Study Finds AI Feedback Improves Quality of Physician Notes

April 19, 2024
The researchers saw that using an AI tool improved the processes of determining diagnoses and making predictions.

A new study, undertaken by NYU Langone and published April 17 in NJEM Catalyst Innovations in Care Delivery, finds that AI “feedback improved the quality of physician notes written during patient visits, with better documentation improving the ability of care teams to make diagnoses and plan for patients’ future needs.”

NYU Langone has been working to train AI models to “track in dashboards how well doctors’ notes achieved the ‘5 Cs’: completeness, conciseness, contingency planning, correctness, and clinical assessment.” Now, according to this new study, notes improved by AI “resulted in an improvement in care quality across four major medical specialties: internal medicine, pediatrics, general surgery, and the intensive care unit.”

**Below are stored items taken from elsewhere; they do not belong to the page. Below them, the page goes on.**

PR #143, opened 2021-03-19
moved to DFD3: lambdas are not special symbols, and datastore labels …

izar:
…appear outside of shape


izar:
dfd3

pytm/pytm.py
```diff
@@ -1354,19 +1351,34 @@ def __init__(self, name, **kwargs):
...
+        levels = kwargs.get("levels", None)
+        if levels and not levels & self.levels:
+            return ""
+
+        return self._dfd_template().format(
+            uniq_name=self._uniq_name(),
+            label=self._label(),
+            color=self._color(),
+            shape=self._shape(),
+            image=os.path.join(os.path.dirname(__file__), "images", "datastore.png"),
```
nineinchnick, line 1376: This image would look better if the top and bottom would not touch, that is if it would be a bit taller.

nineinchnick (approved):
Yay! Less HTML tables in labels!

pytm/pytm.py
izar: sample

izar: oh just noticed the flow names are broken now. Dammit graphviz.

izar: sample

colesmj: @izar Where is the code that renders the arrows here? Is the shaded vs unshaded arrow heads the implementation of the initiator mark?

nineinchnick: It's a combination of the `arrowtail` and `dir` options. `arrowtail` is always set to `onormal` (open) but is not drawn by default, when `dir` is `forward`. `dir` is `both` if a request and response are merged together into a single flow.

izar:
Talked with @colesmj and made sure he ok's the merge.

The study found “improvements across the specialties of up to 45 percent in note-based clinical assessments (that is, determining diagnoses) and reasoning (making predictions when diagnoses are unknown). In addition, contingency planning to address patients’ future needs saw improvements of up to 34 percent.”

In addition to these efforts, NYU Langone worked with generative AI chatbots like GPT-4 to “read physician notes and make suggestions.” The case study showed that “large language models [like GPT-4] could provide a method for assessing the 5Cs across medical specialties without specialized training in each.”

A side effect of more widespread electronic health record adoption is that “physician clinical notes are now four times longer on average in the United States than in other countries,” which can make it harder for clinicians to understand diagnoses provided by other clinicians.

Each of the four medical specialties in the study “achieved the institutional goal, which was that more than 75 percent of inpatient history and physical exams and consult notes were being completed using standardized workflows that drove compliance with quality metrics.”